Her contemporary art consists of designs for sublime landscape gardens often containing expressive and sensual female bodies meant to interject emotional subjectivity into what is typically the overly-determined Cartesian world of digital design. Her work has been seen at various public institutions including MoMA PS1 (New York), PS122 (New York), and biennial Zero1 (San Jose). She had the first one-woman show presented at the Wood Street Galleries in Pittsburgh. Her works are part of The Sandor Family Collection (Chicago), the Teutloff Photo + Video Collection (Cologne) and the Borusan Contemporary Art Collection (Istanbul) among others.

==Works==
Hart's work applies a feminist perspective to a discussion of digital technology and a critique of the media. Much of her work attempts to introduce women into a male-dominated technological culture and condemn the violent impulses of a masculine digital production environment. In her artist statement, Hart says: "By creating virtual images that are sensual but not pornographic within mechanized, clockwork depictions of the natural, I try to subvert earlier dichotomies of woman and nature pitted against a civilized, "scientific" and masculine world of technology. In my own way, I am staging a romantic rebellion against technocratic and bureaucratic culture." Her practice is noted for alternatives to conventionally sexualized computer animation women.
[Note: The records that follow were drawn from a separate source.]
PR #101, opened 2020-09-08
Boilerplate bootstrap

2uasimojo:
Initial setup of [boilerplate](https://github.com/openshift/boilerplate/) with the [openshift/golang-osd-operator](https://github.com/openshift/boilerplate/tree/7ec393872cc24919a85508622e547fc4d1e0097f/boilerplate/openshift/golang-osd-operator) convention.

Things of note:
- project.mk goes away, replaced by its counterpart in the boilerplate convention.
- Almost all of standard.mk is subsumed by its counterpart in the boilerplate convention. The remainder is retained for the time being, but moved into the main Makefile.
- functions.mk is also retained for now. A future update to boilerplate will standardize this logic (and the remaining bespoke bits from standard.mk).
- The `gocheck` target brought in by boilerplate uses golangci-lint instead of gofmt + go vet. The failures are resolved here. Most of the fixes are legit, but a couple are spoofed, with TODOs added, to be addressed later.


2uasimojo:
This is failing because the golang-1.13 container doesn't come with the PyYAML module by default. Eventually we'll standardize on a more complete container for boilerplate consumers to use, but for now, https://github.com/openshift/boilerplate/pull/40 ensures the module is installed "by hand". Once that lands, I'll update the boilerplate here and we should be green (or at least get to the _next_ failure :P).

2uasimojo:
Editorial: This is shaping up to be a good case study for
- Bring in boilerplate
- Remove stuff brought in by boilerplate (`make` targets and whatnot)
- Fix stuff exposed by boilerplate (in this case due to cutover to golangci-lint)
- Observe a breakage that needs to be fixed "upstream" (in the boilerplate repo)
- Fix it
- Update again to bring in that fix

2uasimojo:
So we still have a problem with PyYAML. I believe the fix will be to ensure that python3-devel is installed in the container.

What is really baking my noodle, though, is that after the first failure I went in and spun up a container using the actual image from the CI environment, and installed PyYAML using the [exact command added via openshift/boilerplate#40](https://github.com/openshift/boilerplate/pull/40/files#diff-6efb8dd653c9062efcfb26adab7756fcR125) and it worked fine.

A discrepancy between container-in-CI and same-container-by-hand also showed up in https://github.com/openshift/boilerplate/pull/33. I worked around it there; but clearly we're going to have to nail it down.

@stevekuznetsov :arrow_up:
Unless you have ideas off the top, I guess I'll ping @dptp-helpdesk tomorrow.

2uasimojo:
/test test

We're meeting in a few minutes to go over this. Getting a fresh result to use.

2uasimojo:
For those of you following along at home, the discrepancy in the container environments is: When I run via docker, I'm root in the container. In the CI environment, I'm not. All else flows from that.

So having figured out how to reproduce correctly in the CI env, we have a higher degree of confidence that https://github.com/openshift/boilerplate/pull/42 will get the yaml check passing. Will wait for that to merge, and then respin the third commit in this PR.

jewzaam:
/lgtm
/approve
/hold

@2uasimojo remove hold when ready to merge, looks good to me.

2uasimojo:
Thanks @jewzaam, let's do this!

/hold cancel

PR #8446, opened 2023-07-05
Data Connectors Kql validations tables update

v-vdixit:
   
   Change(s):

   Reason for Change(s):

   Version Updated:
   - See guidance below

   Testing Completed:
   - See guidance below

   - See guidance below


devikamehra (approved):
There is no direct way to validate the schema of these tables. Approval is provided with the trust that you have tested the changes and now the associated KQLs will not fail.

v-atulyadav (approved):

PR #8447, opened 2023-07-05
Custom tables added for Data connector validations

v-vdixit:
   
   Change(s):

   Reason for Change(s):

   Version Updated:
   - See guidance below

   Testing Completed:
   - See guidance below

   - See guidance below


devikamehra (approved):
There is no way to validate if the schemas are correct. Trusting that all the required KQLs will work now.

v-atulyadav (approved):

PR #8448, opened 2023-07-05
Adding custom tables for Data Connectors KQL validations

v-vdixit:
   
   Change(s):

   Reason for Change(s):

   Version Updated:
   - See guidance below

   Testing Completed:
   - See guidance below

   - See guidance below


devikamehra:
@v-vdixit Resolve the conflicts.

devikamehra (approved):
There is no way to validate the schemas. Thus approving with the trust that associated KQLs will not break now.

v-dvedak (approved):

PR #8486, opened 2023-07-10
Shift left package automation

v-amolpatil:
   
   Change(s):
   - When PR is open then anyone should be able to create package using /slash command. This will not work for fork prs as there will be security issues of sharing token.

   Reason for Change(s):
   - We should be able to create package using slash command.

   Version Updated:
   - NA

   Testing Completed:
   - Yes

   - Yes


Tichandr (approved):
Looks Good

PR #8549, opened 2023-07-17
Added Readme, optional v3 execution

v-amolpatil:
   
   Change(s):
   - Added readme file for github pipeline workflow run which create package automatically when azure build validations get passed,
   - Make createSolutionV3.ps1 file for local run as optional i.e. when we run this file it ask for path to data file. So we have made this as an optional i.e if we dont provide path and execute it will run based on "input" folder file inside of "V3" folder. 
   - Kept 1 data file inside of data input folder as git doesnt recognize input folder alone and it requires atleast 1 file.

   Reason for Change(s):
   - This change from Will King and readme we added so that everyone is aware.

   Version Updated:
   - No

   Testing Completed:
   - Yes

   - Yes


Tichandr (approved):
Looks Good

PR #8556, opened 2023-07-17
slash command dispatch workflow change

v-amolpatil:
   
   Change(s):
   - Update token for slash command dispatch. We are not able to trigger github workflow when slash command due to permission restriction.

   Reason for Change(s):
   - slash command is not able to trigger packaging workflow so we have used read:org permission on token

   Version Updated:
   - NA

   Testing Completed:
   - Yes

   - Yes


v-sabiraj (approved):

Tichandr (approved):
Looks Good

PR #8601, opened 2023-07-21
Remove concat concat for all resources

v-amolpatil:
   
   Change(s):
   - As per discussion with Sarath we need to remove `concat(concat` and version from the same string for all resources from packaging tool.

   Reason for Change(s):
   - Remove `concat(concat` and version for all resources.

   Version Updated:
   - NA

   Testing Completed:
   - Yes

   - Yes

**After custom deployment for cisco umbrella**
image


Tichandr (approved):
Changes looks good for watchlist param issue and version issue change

Issue #8376, opened 2023-06-27
DNS workbook not working when the DnsEvents table gets large.


holi1-ops:
**Describe the bug**
When IP address is set to All, all the sub tabs would show error “couldn’t connect to server” even if we filter time range to a few hours. 
 
![image](https://github.com/Azure/Azure-Sentinel/assets/62872235/b5a64b88-c886-4f91-aa95-005de2a5eec4)

**To Reproduce**
1. Go to 'Sentinel Workbooks'
2. Click on 'DNS'
3. Select "All" (should be default) for the "IpAddress" filter with a relatively large DnsEvents table in the workspace

**Expected behavior**
We should be able to see the charts showing up in the sub panels

**Screenshots**
From the captured browser trace we can see the server returned payload too large –
![image](https://github.com/Azure/Azure-Sentinel/assets/62872235/30ab6524-99db-4d0b-a624-b7ec99c1ea86)
And we can see an incredibly huge query(about 1,690,000 characters) being sent in the post body. 
![image](https://github.com/Azure/Azure-Sentinel/assets/62872235/f71622a4-9708-49e6-ae1d-6dc1a931a350)

The IP Address filter gets it’s value sets by below query –
DnsEvents
| extend IpAddresses = iif(IPAddresses=="","empty" ,IPAddresses)
| summarize by IpAddresses
| sort by IpAddresses desc

And in the sub tabs, below query are being used –
DnsEvents
| extend IPAddresses = iif(IPAddresses=="", "empty", IPAddresses)
**| where "*" in ({IpAddresses}) or IPAddresses in ({IpAddresses})**
| summarize Events= count() by bin_at(TimeGenerated, 1h, now()), SubType

When “All” is selected, the **bold line** would inject all the IP addresses from the DnsEvents table into the query body and make the query unacceptable large.

v-rbajaj:
Hi @holi1-ops, can you please specify the name of the workbook or maybe link that workbook here, this will help us understand which specific workbook you are facing this issue. Thanks

holi1-ops:
> Hi @holi1-ops, can you please specify the name of the workbook or maybe link that workbook here, this will help us understand which specific workbook you are facing this issue. Thanks

This is the link to the workbook https://github.com/Azure/Azure-Sentinel/blob/master/Workbooks/Dns.json

v-rbajaj:
Hi @holi1-ops, we have made some modifications to the query please try this attached template and let us know if that solves the issue. 

[...]

PR #8647, opened 2023-07-27
Update Workbook Dns.json

rahul0216:
Change(s):
   - Updated "selectAllValue" value from empty string to "*".

   Reason for Change(s):
   - https://github.com/Azure/Azure-Sentinel/issues/8376
   - In case of empty string, Ip list was forming a large string and when used in query, it was exceeding the max query length.

   Version Updated:
   - No

   Testing Completed:
   - Yes, functional testing and deployment testing

### DIFF
--- a/Workbooks/Dns.json
+++ b/Workbooks/Dns.json
@@ -88,7 +88,7 @@
               "additionalResourceOptions": [
                 "value::all"
               ],
-              "selectAllValue": ""
+              "selectAllValue": "*"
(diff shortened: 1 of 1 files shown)


v-prasadboke:
Hello @rahul0216 Thank you for raising the PR, will be investigating this. You can expect an update till 31 Jul 2023.

vakohl (approved):

PR #8688, opened 2023-08-01
Added condition so that repo checkout doesn't happen

v-amolpatil:
   
   Change(s):
   - Currently checkout is ran which is not request so added condition so that it gets skipped.

   Reason for Change(s):
   - Currently checkout is ran which is not request so added condition so that it gets skipped.

   Version Updated:
   - NA

   Testing Completed:
   - Yes
   
   - Yes

Below is the output after testing on Sarath's private repo:
image


mkchiliveri (approved):
looks good

v-dvedak (approved):

PR #8729, opened 2023-08-07
Fix: on addition of package earlier commit were reset

v-amolpatil:
   
   Change(s):
   - Earlier we were using github action from marketplace of peter-evans/create-pull-request action to create and update the package with artifacts but we see that if the pr is existing it clears out all the earlier commits and just added the new package as a commit. It should not move all earlier commit but should add a new commit with package. In new changes we are using git command to add the package to existing pr.  

   Reason for Change(s):
   - Fix issue on commits cleared out for a pr when package is added using slash command.

   Version Updated:
   - NA

   Testing Completed:
   - Yes

   - Yes


Tichandr (approved):
Looks Good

===Welcome to Alice's Giftshop! (2014)===
In 2014, Hart held her third solo exhibition at bitforms gallery in Chelsea, New York. The works shown were inspired by Lewis Carroll's 1865 Alice in Wonderland and apply the metaphors in the text to explore the increasing mediation of contemporary life through digital platforms and technology. "I started working in a kind of hyper-feminine way," said Hart. "I was dealing with ideas of beauty in the context of first-person shooter games that were fast and violent and pornographic. In resistance, I started making slow sensual work, focusing on the female body." At the core of this work are issues of representation, as Hart questions what might be considered "natural", and the role of the computer in shifting values about identity and the real.
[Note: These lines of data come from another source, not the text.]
PR #8754, opened 2023-08-09
Update TargetResource logic for UserAssignedPrivilegedRole

eroll-chorus:
Change(s):
   - Condition to check if `TargetResource.type` is a User or Service Principal for `UserAssignedPrivilegedRole` (`User Assigned Privileged Role`)
   - Assignment of the `Target` variable based on whether the `TargetResource.type` is a User or Service Principal
        - update to a case-insensitive equality on the Service Principal to be consistent with the initial `type` filter

   Reason for Change(s):
   - The current logic of `where TargetResource.type =~ "User"` already filters the `type` by User, so the subsequent `extend Target = iff(TargetResources.type == "ServicePrincipal"` logic will never return `true`
   - `iff(TargetResources.type == "ServicePrincipal", tostring(TargetResources.displayName)` references `TargetResources` instead of `TargetResource`

   Version Updated:
   - Yes

   Testing Completed:
   - Yes

   - Yes

### DIFF
--- a/Solutions/Azure Active Directory/Analytic Rules/UserAssignedPrivilegedRole.yaml
+++ b/Solutions/Azure Active Directory/Analytic Rules/UserAssignedPrivilegedRole.yaml
@@ -26,9 +26,8 @@ query: |
   | where ActivityDisplayName has_any ("Add eligible member to role", "Add member to role")
   | mv-apply TargetResource = TargetResources on 
     (
-        where TargetResource.type =~ "User"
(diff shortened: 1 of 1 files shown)


v-atulyadav:
Hi @eroll-chorus,
Thank you for raising Pull Request with us! We will review the Pull Request and get back to you by 17 Aug 2023. Thanks

v-prasadboke:
Hello @eroll-chorus, Thank you for raising this PR. This PR will be investigated and you can expect an update till 18 Aug 2023,.

PR #696, opened 2016-07-29
i18n Improvements

ramiy:
update translation strings related issues.

- Security: escaping translation strings with `esc_html__()` and `esc_attr__()`.
- Replace `<a>` links with `%s` placeholder.
- Merge three similar translation strings into one string, and use placeholders for the links
- Add translators comments to string with placeholders (`%s`, `%1$s` and `%2$s`).


example-functions.php
```diff
@@ -268,144 +268,148 @@ function yourprefix_register_demo_metabox() {
...
 		'preview_size' => array( 100, 100 ), // Default: array( 50, 50 )
 	) );
 
 	$cmb_demo->add_field( array(
-		'name' => __( 'oEmbed', 'cmb2' ),
-		'desc' => __( 'Enter a youtube, twitter, or instagram URL. Supports services listed at <a href="http://codex.wordpress.org/Embeds">http://codex.wordpress.org/Embeds</a>.', 'cmb2' ),
+		'name' => esc_html__( 'oEmbed', 'cmb2' ),
+		'desc' => sprintf(
+			/* translators: %s: link to codex.wordpress.org/Embeds */
+			esc_html__( 'Enter a youtube, twitter, or instagram URL. Supports services listed at %s.', 'cmb2' ),
```
jtsternberg: When you want to leave comments for translators, the `_x()` family of functions should be used. e.g.
```php
esc_html_x( 'Enter a youtube, twitter, or instagram URL. Supports services listed at %s.', '%s is a link to codex.wordpress.org/Embeds', 'cmb2' ),

```

includes/CMB2_Ajax.php
```diff
@@ -170,11 +170,19 @@ public function get_oembed( $args ) {
...
 		}
 
 		// Otherwise, send back error info that no oEmbeds were found
-		return '<p class="ui-state-error-text">' . sprintf( __( 'No oEmbed Results Found for %s. View more info at', 'cmb2' ), $oembed['fallback'] ) . ' <a href="http://codex.wordpress.org/Embeds" target="_blank">codex.wordpress.org/Embeds</a>.</p>';
+		return sprintf(
+			'<p class="ui-state-error-text">%s</p>',
+			sprintf(
+				/* translators: 1: results for. 2: link to codex.wordpress.org/Embeds */
+				esc_html__( 'No oEmbed Results Found for %1$s. View more info at %2$s.', 'cmb2' ),
+				$oembed['fallback'],
```
jtsternberg: As mentioned above, please use `esc_html_x()` here.

ramiy:
@jtsternberg 
Actually, you are wrong.

You should never use context `_x()` function to describe placeholders. You should use only translator comments `/* translators: %s: placeholder description */`. The translator comment will appear on the sidebar:

context

As for the `_x()`, in WordPress core, we use context functions when a string is used in many places, but we want one of those strings to have a different meaning. When we add the context function, this string will appear as a separate string in translate.wordpress.org.

context

When using context function, It creates a new line in translate.wordpress.org, and allows you to provide a different meaning for this particular string.

jtsternberg:
Oh wow, well thank you very much for educating me! Looks like I've been using those functions improperly. I'll review this a bit more thoroughly when I get back to my computer, but should be good. Thanks again!

jazzsequence:
@jtsternberg the best example of proper use of `_x` would be:

```
_x( 'Buffalo', 'textdomain', 'A city in New York.' );
_x( 'Buffalo', 'textdomain', 'A large animal that lives in North America' );
```

jtsternberg:
Thanks for you contribution @ramiy!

===On Synchronics (2013)===
On Synchronics is a media project Hart created in collaboration with 24 of her current and former students at the School of the Art Institute of Chicago. On Synchronics deals with the topic of individual identity in a media-saturated and increasingly technological environment. In the work, "many individual characters merges into a single global body, performing one unified, poetic choreography in which a digital avatar heroically wrestles to escape the confines of the artificial computer world an emerge into the unpredictable flow of reality."

===Caress (2011)===
Caress splits a reclining, life-size female nude into three video monitors. The framing of the body develops a sense of claustrophobia, depicting the figure as imprisoned by a kind of modern coffin. The black and white image is also intended to refer to tomb sculptures and the entrances to Gothic churches. The work was displayed in the bitforms gallery in New York.